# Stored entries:
* * *
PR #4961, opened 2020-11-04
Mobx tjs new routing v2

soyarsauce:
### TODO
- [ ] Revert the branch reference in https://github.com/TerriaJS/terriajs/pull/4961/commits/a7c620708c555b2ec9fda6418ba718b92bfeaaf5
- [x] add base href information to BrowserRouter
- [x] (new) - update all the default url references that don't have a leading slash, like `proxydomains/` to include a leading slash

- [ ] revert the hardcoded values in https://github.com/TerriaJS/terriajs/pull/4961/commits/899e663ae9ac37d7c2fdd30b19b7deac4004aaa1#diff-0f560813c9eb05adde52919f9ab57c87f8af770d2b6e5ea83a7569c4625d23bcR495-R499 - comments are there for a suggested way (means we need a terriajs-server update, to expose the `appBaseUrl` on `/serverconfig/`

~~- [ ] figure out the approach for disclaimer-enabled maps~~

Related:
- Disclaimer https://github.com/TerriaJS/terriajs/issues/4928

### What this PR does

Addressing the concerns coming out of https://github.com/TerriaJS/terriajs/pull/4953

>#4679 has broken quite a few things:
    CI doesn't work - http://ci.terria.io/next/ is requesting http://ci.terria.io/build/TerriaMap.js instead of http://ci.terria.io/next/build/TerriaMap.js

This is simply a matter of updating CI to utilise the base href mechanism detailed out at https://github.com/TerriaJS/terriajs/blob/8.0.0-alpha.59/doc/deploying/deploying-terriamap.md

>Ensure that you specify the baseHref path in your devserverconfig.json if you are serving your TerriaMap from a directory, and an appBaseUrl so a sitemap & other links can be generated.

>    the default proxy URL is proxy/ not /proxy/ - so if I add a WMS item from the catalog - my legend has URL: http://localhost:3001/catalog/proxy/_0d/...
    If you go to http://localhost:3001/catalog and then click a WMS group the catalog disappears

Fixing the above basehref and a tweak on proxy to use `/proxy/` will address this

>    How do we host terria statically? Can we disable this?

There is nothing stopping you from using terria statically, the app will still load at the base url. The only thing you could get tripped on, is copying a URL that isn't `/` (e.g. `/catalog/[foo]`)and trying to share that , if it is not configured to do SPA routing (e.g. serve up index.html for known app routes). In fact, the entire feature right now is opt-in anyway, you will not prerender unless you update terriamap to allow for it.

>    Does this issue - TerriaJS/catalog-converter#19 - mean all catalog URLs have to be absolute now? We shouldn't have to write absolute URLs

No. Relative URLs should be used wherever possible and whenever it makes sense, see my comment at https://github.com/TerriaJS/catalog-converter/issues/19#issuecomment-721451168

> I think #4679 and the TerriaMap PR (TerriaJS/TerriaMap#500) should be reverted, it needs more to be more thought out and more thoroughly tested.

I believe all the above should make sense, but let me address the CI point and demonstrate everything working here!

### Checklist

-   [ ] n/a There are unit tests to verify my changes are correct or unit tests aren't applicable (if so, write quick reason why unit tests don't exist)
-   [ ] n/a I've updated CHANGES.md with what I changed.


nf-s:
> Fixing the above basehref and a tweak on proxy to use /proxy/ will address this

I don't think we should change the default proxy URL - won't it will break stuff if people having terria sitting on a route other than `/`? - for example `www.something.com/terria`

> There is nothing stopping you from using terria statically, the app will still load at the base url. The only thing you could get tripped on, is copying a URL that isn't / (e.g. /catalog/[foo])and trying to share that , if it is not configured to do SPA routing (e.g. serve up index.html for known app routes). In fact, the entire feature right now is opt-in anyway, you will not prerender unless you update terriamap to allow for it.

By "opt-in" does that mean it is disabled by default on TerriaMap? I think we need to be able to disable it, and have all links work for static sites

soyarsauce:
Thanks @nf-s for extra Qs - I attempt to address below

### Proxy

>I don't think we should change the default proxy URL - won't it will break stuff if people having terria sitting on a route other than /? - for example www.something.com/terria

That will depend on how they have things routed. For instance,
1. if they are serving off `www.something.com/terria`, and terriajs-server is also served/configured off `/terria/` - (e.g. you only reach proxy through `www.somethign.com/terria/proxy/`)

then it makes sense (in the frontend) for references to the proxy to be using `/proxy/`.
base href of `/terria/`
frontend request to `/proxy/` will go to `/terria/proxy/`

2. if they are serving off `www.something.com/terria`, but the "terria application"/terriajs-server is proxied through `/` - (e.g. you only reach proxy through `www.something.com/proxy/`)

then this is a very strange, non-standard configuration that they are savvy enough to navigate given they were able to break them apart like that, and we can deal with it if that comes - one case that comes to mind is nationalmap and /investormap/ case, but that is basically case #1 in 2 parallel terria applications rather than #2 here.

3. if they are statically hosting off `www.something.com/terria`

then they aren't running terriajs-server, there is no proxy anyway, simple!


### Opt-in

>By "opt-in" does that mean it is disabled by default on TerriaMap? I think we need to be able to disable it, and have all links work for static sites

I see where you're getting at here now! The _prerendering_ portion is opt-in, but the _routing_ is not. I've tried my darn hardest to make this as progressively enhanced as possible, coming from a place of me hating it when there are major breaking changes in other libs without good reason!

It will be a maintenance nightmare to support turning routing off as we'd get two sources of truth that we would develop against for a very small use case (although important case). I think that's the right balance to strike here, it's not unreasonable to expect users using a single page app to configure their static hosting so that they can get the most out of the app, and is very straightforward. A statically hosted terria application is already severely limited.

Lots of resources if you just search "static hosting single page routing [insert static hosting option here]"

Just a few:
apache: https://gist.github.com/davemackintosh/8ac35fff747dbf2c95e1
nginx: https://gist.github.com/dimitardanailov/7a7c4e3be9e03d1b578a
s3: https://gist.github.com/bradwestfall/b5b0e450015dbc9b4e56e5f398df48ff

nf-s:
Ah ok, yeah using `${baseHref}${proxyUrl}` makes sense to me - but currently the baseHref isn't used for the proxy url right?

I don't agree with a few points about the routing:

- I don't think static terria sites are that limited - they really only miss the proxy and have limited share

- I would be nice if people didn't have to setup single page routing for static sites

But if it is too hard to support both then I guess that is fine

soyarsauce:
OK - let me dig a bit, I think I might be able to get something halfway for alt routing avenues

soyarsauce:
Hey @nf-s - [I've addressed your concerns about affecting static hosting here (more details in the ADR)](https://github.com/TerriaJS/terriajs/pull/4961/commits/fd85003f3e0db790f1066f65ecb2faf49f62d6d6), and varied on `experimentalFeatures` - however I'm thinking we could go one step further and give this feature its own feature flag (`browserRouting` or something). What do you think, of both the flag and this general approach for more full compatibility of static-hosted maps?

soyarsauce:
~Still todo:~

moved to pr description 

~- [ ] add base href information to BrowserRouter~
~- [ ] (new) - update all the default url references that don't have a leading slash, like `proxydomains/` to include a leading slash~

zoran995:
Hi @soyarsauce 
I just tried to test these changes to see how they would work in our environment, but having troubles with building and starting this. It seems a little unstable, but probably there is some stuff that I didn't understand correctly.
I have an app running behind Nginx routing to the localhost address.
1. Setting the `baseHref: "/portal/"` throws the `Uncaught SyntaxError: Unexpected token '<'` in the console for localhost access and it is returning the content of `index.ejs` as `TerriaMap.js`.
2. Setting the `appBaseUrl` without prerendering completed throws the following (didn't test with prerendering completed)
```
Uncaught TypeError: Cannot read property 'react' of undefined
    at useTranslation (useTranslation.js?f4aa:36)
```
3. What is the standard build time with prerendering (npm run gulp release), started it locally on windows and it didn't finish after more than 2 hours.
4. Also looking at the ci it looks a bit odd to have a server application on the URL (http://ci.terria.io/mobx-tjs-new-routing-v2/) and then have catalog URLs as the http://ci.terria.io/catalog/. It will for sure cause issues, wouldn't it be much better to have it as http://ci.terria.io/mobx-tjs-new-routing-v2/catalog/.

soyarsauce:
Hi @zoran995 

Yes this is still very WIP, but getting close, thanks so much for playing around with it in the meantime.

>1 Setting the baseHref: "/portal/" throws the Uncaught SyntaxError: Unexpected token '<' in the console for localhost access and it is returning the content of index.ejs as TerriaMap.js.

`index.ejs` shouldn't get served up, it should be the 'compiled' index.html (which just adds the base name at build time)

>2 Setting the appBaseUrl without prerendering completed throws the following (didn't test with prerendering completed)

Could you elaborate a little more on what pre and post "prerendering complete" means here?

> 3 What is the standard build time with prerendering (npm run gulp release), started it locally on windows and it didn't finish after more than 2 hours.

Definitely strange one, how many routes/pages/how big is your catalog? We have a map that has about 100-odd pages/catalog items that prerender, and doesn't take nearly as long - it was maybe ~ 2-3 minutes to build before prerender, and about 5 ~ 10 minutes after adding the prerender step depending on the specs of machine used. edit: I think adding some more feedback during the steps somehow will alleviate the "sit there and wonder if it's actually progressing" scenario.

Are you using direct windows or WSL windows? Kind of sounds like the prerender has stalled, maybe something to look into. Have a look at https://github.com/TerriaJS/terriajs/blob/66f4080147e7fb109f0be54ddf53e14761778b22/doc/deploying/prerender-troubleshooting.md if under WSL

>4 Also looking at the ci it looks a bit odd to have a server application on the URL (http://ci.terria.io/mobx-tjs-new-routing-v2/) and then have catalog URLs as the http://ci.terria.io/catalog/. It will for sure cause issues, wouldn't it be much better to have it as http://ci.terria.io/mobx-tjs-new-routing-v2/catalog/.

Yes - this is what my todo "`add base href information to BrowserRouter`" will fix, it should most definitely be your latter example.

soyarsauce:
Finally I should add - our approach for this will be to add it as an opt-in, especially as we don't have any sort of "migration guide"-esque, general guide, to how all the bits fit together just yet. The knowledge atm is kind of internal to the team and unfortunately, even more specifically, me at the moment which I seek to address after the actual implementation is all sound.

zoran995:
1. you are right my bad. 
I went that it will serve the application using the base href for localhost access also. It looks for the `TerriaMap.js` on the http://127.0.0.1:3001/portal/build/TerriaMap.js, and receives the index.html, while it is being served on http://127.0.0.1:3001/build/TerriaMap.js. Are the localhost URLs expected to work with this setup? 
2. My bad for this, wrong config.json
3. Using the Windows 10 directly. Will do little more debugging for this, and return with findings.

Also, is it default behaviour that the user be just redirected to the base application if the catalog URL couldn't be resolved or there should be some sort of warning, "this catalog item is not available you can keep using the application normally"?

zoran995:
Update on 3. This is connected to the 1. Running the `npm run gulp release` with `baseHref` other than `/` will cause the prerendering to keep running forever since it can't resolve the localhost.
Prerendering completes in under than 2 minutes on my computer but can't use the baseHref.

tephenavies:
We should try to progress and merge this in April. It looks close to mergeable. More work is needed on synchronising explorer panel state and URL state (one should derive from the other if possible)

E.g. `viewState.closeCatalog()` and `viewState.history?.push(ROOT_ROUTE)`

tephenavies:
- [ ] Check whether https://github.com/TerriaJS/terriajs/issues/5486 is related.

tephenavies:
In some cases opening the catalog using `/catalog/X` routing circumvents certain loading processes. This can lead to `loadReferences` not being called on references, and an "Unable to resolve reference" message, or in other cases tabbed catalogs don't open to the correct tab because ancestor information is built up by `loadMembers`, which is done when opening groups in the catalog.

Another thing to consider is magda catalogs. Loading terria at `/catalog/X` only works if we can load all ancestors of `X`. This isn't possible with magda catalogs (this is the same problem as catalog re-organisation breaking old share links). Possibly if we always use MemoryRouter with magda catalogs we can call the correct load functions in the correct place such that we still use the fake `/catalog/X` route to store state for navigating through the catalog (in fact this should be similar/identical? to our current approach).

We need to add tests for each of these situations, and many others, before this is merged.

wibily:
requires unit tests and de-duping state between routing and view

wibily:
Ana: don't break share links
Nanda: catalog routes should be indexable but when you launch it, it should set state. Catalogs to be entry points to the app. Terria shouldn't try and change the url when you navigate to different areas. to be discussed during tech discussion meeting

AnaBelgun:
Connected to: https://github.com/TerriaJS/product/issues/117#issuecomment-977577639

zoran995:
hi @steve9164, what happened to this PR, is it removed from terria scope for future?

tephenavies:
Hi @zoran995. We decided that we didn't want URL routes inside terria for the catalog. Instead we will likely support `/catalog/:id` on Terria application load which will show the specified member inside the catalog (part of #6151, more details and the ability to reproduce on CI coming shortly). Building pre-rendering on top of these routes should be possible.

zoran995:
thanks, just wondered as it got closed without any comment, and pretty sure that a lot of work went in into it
* * *
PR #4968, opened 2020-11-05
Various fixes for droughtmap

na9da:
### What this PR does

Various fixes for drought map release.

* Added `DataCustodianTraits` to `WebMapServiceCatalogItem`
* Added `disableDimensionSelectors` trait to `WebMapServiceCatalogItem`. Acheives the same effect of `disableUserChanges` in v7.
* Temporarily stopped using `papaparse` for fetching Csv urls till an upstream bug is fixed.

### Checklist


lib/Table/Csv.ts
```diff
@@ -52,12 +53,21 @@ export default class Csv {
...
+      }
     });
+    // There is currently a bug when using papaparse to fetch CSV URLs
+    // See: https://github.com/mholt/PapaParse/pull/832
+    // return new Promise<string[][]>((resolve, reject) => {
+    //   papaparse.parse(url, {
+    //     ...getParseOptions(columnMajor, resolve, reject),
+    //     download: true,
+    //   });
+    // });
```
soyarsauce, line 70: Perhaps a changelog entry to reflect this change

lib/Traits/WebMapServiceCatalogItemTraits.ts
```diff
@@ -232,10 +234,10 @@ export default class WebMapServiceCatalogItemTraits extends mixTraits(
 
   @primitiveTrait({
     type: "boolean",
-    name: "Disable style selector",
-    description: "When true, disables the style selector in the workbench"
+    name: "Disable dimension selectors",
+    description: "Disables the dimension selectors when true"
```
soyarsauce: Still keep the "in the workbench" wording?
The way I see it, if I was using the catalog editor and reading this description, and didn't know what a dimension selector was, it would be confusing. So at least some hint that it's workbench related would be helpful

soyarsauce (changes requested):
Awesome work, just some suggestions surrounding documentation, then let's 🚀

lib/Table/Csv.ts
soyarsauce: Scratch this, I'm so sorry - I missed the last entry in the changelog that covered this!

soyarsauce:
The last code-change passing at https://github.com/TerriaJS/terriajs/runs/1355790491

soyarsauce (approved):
* * *
# Task goal:
Work out how many lines in this data contain "completed". Only that number should be given.

# Written response:
2